Rogers et coll. (1997) ont rapporté un certain nombre de paramètres cinétiques pour le PDC purifié de C. utilis. Les valeurs Km pour le benzaldéhyde et le pyruvate étaient respectivement de 42 mm (4 °C, pH 7,0) et de 2,2 mm (25 °C, pH 6,0), avec des concentrations supérieures à 10 mm de pyruvate nécessaires pour obtenir des conditions de saturation. La constante d’inhibition (Ki) de l’acétaldéhyde était d’environ 20 mm, tandis que l’inhibition du substrat était évidente à des concentrations de benzaldéhyde supérieures à 180 mm (19,1 g/l).

Chow et coll. (1995) ont entrepris des études pour déterminer la cinétique de désactivation du PDC par le benzaldéhyde.
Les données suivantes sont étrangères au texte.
PR #285, opened 2019-03-13
va: update vp9 header

ankuljai:
Signed-off-by: Ankul Jain <ankul.k.jain@intel.com>


sreerenjb:
What do you mean by this patch ? :) 
Whatever be the intention, it is not allowed to break the API like this. Please close the bug.

PR #293, opened 2019-04-09
configure: don't build glx if VA/X11 isn't built

xhaihao:


xhaihao:
Previous glx is still built even if glx is disabled in the command line 
./autogen.sh --enable-x11=no --enable-glx=no

PR #295, opened 2019-04-17
Remove unnecessary linux/videodev2.h include

rcombs:
Nothing in this header is actually used for anything, and this simplifies building for FreeBSD.

### DIFF
--- a/va/va_backend.h
+++ b/va/va_backend.h
@@ -30,7 +30,6 @@
 #define _VA_BACKEND_H_
 
 #include <va/va.h>
-#include <linux/videodev2.h>
 
 typedef struct VADriverContext *VADriverContextP;
 typedef struct VADisplayContext *VADisplayContextP;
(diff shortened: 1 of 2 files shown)


XinfengZhang:
@rcombs sorry, I still have a question about time.h to be sys/time.h. how about android and other os?

rcombs:
`gettimeofday` is in `<sys/time.h>` regardless of platform (check its man page). `linux/videodev2.h` happens to `#include <sys/time.h>`, which is why there wasn't an error there before.

XinfengZhang:
if so, sys/time.h should already cover time.h, right?

rcombs:
`<sys/time.h>` doesn't include `<time.h>`, or vice versa.

XinfengZhang:
@rcombs  thanks, from the va_trace.c, there are only gettimeofday, why we still include <time.h>

rcombs:
Ah, sorry, I misunderstood. Yes, there's no reason for that file to include `<time.h>`; re-pushed with that removed.

rcombs:
Anything blocking this from merging?

PR #302, opened 2019-05-22
Added 'make rpm' target

troyev:
Hello,

I added an option to run "make rpm" after the build and generate an rpm file, which would be handy for us CentOS/RHEL users. Please take a look and let me know what you think.

Thanks,
Troy

### DIFF
--- a/Makefile.am
+++ b/Makefile.am
@@ -45,7 +45,7 @@ rpm: build/$(PACKAGE).spec
 	./va/.rpmbuild/SRPMS \
 	./va/.rpmbuild/RPMS/noarch \
 	./va/.rpmbuild/tmp
-	make dist-gzip
+	tar cf $(PACKAGE)-$(VERSION).tar.gz . --transform 's,^,$(PACKAGE)-$(VERSION)/,'
 	mv $(PACKAGE)-$(VERSION).tar.gz ./va/.rpmbuild/SOURCES
 	rpmbuild --define "_topdir $$PWD/va/.rpmbuild" \
 	 --define "_tmppath $$PWD/va/.rpmbuild/tmp" \
--- a/Makefile.am
+++ b/Makefile.am
@@ -45,15 +45,13 @@ rpm: build/$(PACKAGE).spec
 	./va/.rpmbuild/SRPMS \
 	./va/.rpmbuild/RPMS/noarch \
 	./va/.rpmbuild/tmp
-	git archive --format=tar.gz --prefix=$(PACKAGE)-$(VERSION)/ -o ./$(PACKAGE)-$(VERSION).tar.gz HEAD
-	cp -f $(PACKAGE)-$(VERSION).tar.gz ./va/.rpmbuild/SOURCES
+	make dist-gzip
+	mv $(PACKAGE)-$(VERSION).tar.gz ./va/.rpmbuild/SOURCES
 	rpmbuild --define "_topdir $$PWD/va/.rpmbuild" \
 	 --define "_tmppath $$PWD/va/.rpmbuild/tmp" \
 	 --define "_sourcefile $(PACKAGE)-$(VERSION).tar.gz" \
 	 --define "_version $(VERSION)" \
-	 --define "_sourcefile $(PACKAGE)-$(VERSION).tar.gz" \
 	 -ba $(top_srcdir)/build/$(PACKAGE).spec
 	@echo "============================================================"
 	@echo "RPMs located in ./va/.rpmbuild/RPMS and ./va/.rpmbuild/SRPMS"
 endif
-
--- a/Makefile.am
+++ b/Makefile.am
@@ -35,3 +35,25 @@ MAINTAINERCLEANFILES = \
 	aclocal.m4 compile config.guess config.sub \
 	configure depcomp install-sh ltmain.sh     \
 	Makefile.in missing
+
+if HAVE_RPMBUILD
+rpm: build/$(PACKAGE).spec
+	rm -rf ./va/.rpmbuild
+	mkdir -p ./va/.rpmbuild/BUILD \
+	./va/.rpmbuild/SPECS \
+	./va/.rpmbuild/SOURCES \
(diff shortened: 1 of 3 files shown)


build/libva.spec
```diff
@@ -0,0 +1,39 @@
...
+make install DESTDIR=%{buildroot}
+#mkdir -p %{buildroot}/usr/bin/
+#install -m 755 hello-world.sh %{buildroot}/usr/bin/hello-world.sh
+
+%files
+/usr/local/lib/*.so*
+%files devel
+/usr/local/include/va/*.h
+/usr/local/lib/pkgconfig/*.pc
+/usr/local/lib/*.la
```
yangnin: Why do u use local here?

Makefile.am
```diff
@@ -35,3 +35,25 @@ MAINTAINERCLEANFILES = \
...
+if HAVE_RPMBUILD
+rpm: build/$(PACKAGE).spec
+	rm -rf ./va/.rpmbuild
+	mkdir -p ./va/.rpmbuild/BUILD \
+	./va/.rpmbuild/SPECS \
+	./va/.rpmbuild/SOURCES \
+	./va/.rpmbuild/SRPMS \
+	./va/.rpmbuild/RPMS/noarch \
+	./va/.rpmbuild/tmp
+	git archive --format=tar.gz --prefix=$(PACKAGE)-$(VERSION)/ -o ./$(PACKAGE)-$(VERSION).tar.gz HEAD
```
yangnin: if git is not installed, Does it still work?

build/libva.spec
troyev: I changed it to be more generic

Makefile.am
troyev: Ok, changing to use "make dist-gzip" instead of git

troyev: "make dist-gzip" looks like it fails twice, then succeeds. Seems to be generating files related to wayland. Looking into how to make it work on the first try

troyev: Ok, I switched to using tar. Do you think it is safe to assume that tar is available?

build/libva.spec
```diff
@@ -0,0 +1,37 @@
...
+%description
+Intel libva
+
+%prep
+
+%setup
+
+%build
+./configure --prefix %{_prefix} --libdir %{_libdir}
+make -j12
```
yangnin: it 's better not directly use a number here. You could let script to detect the cpu core numbers

troyev: Ok, updated to "make -j$(nproc)"

XinfengZhang:
@troyev I tried the patch:
make rpm
rm -rf ./va/.rpmbuild
mkdir -p ./va/.rpmbuild/BUILD \
./va/.rpmbuild/SPECS \
./va/.rpmbuild/SOURCES \
./va/.rpmbuild/SRPMS \
./va/.rpmbuild/RPMS/noarch \
./va/.rpmbuild/tmp
tar cf libva-2.5.0.pre1.tar.gz . --transform 's,^,libva-2.5.0.pre1/,'
tar: ./libva-2.5.0.pre1.tar.gz: file is the archive; not dumped
mv libva-2.5.0.pre1.tar.gz ./va/.rpmbuild/SOURCES
rpmbuild --define "_topdir $PWD/va/.rpmbuild" \
 --define "_tmppath $PWD/va/.rpmbuild/tmp" \
 --define "_sourcefile libva-2.5.0.pre1.tar.gz" \
 --define "_version 2.5.0.pre1" \
 -ba ./build/libva.spec
/bin/sh: rpmbuild: command not found
Makefile:875: recipe for target 'rpm' failed
make: *** [rpm] Error 127

ps: should explicit add "HAVE_RPMBUILD=true" right? is it possible to enable it just like make -dist-bzip2?

troyev:
@XinfengZhang 

Thanks for giving it a try.
The HAVE_RPMBUILD variable should be set automatically by configure.ac depending on whether you have "rpmbuild" installed on your machine. Can you install rpmbuild,  and re-run ./autogen.sh; make rpm? On CentOS/RedHat I do a "sudo yum install rpm-build" to install it. I imagine Ubuntu has a similar package.


configure.ac:
```
AC_CHECK_PROG(HAVE_RPMBUILD, rpmbuild, true, false)
AM_CONDITIONAL(HAVE_RPMBUILD,$HAVE_RPMBUILD)
```

XinfengZhang:
@XinfengZhang it works, I merged it, but I forgot one question, why you put it in va folder instead in top folder?

troyev:
@XinfengZhang 
Thanks! I put the output in the va folder because I saw that is where the shared libraries are created. When I run make I see va/.libs/libva.so. I was just trying to follow the pattern of where other files are created by putting it in va/.rpmbuild. you can move it around if you want.

dvrogozh:
Unfortunately I did not see this PR before. Why this feature is really needed? Distros create their own packaging spec files and tend to ignore whatever exists in the repo. Moreover, this packaging support will start to conflict with whatever is in the distros. For redhat family, i.e. fedora, centos, redhat, why you can't reuse fedora libva packaging: https://src.fedoraproject.org/rpms/libva/tree/master?

XinfengZhang:
@dvrogozh , @troyev  seems there are some concerns . so , could we force push it then reopen the PR to continue the discussion ?

troyev:
@XinfengZhang @dvrogozh 

Ok, thanks for the link. Feel free to revert the changes and/or close the request. I will look into using the fedora spec file as an alternative.

The reason I made the PR for this repo and MediaSDK was to be consistent with the other two Intel libraries "media-driver" and "gmmlib" which already have the ability to make an rpm from inside the repo. However, I can understand wanting to eliminate redundant packaging code.

dvrogozh:
@troyev : it would be really helpful if you will take a look into fedora packaging and feedback here whether you see some issues, what did and what did not work for you.

XinfengZhang:
@troyev , I revert it, if you want to change it or reopen the PR, please file new one, of course, we can continue discussion under this PR

PR #315, opened 2019-06-17
Add comments for colour primaries and transfer characteristics.

FurongZhang:
For colour_primaries and transfer_characteristics, recommend app to define in enum or macro definition according to Spec.
In the comments, we just list the typical value for the reference.

Signed-off-by: furongzh <furong.zhang@intel.com>


XinfengZhang:
LGTM

zhoujd:
LGTM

Ils ont déterminé que la désactivation suivait la cinétique du premier ordre pour le benzaldéhyde; cependant, la réponse n’était pas linéairement liée au temps pour des concentrations de benzaldéhyde comprises entre 100 et 300 mm.

Dans la plupart des travaux entrepris sur la production de l-PAC, le PDC n’est pas le facteur limitant la production de l-PAC (Vojtisek et Netrval, 1982; Shin et Rogers, 1996a; Tripathi et al., 1997) étant donné qu’une certaine activité PDC est restée à la fin des fermentations. Tripathi et ses collègues (1997) et Vojtisek et Netrval (1982) ont plutôt constaté que la faible concentration de pyruvate dans le milieu limitait les rendements. Tripathi et ses collègues, ainsi que Nikolova et Ward (1991) ont suggéré que les enzymes glycolytiques limitaient potentiellement le débit.

Sur la base des informations ci-dessus, les conditions utilisées par Oliver et al. (1997) (voir la section 4) semblent être très propices à la production de l-PAC. Le pyruvate est présent en quantités importantes et, selon Hohmann (1997), la capacité de la pyruvate déshydrogénase est limitée par rapport à celle de la PDC, limitant ainsi le métabolisme du pyruvate par la seule voie alternative. De plus, la biomasse est complétée par des glucides en combinaison avec une aération réduite. Les travaux de Sims et Barnett (1991) et Sims et al. (1991) indiquent que la combinaison de ces deux conditions est propice à l’induction du PDC.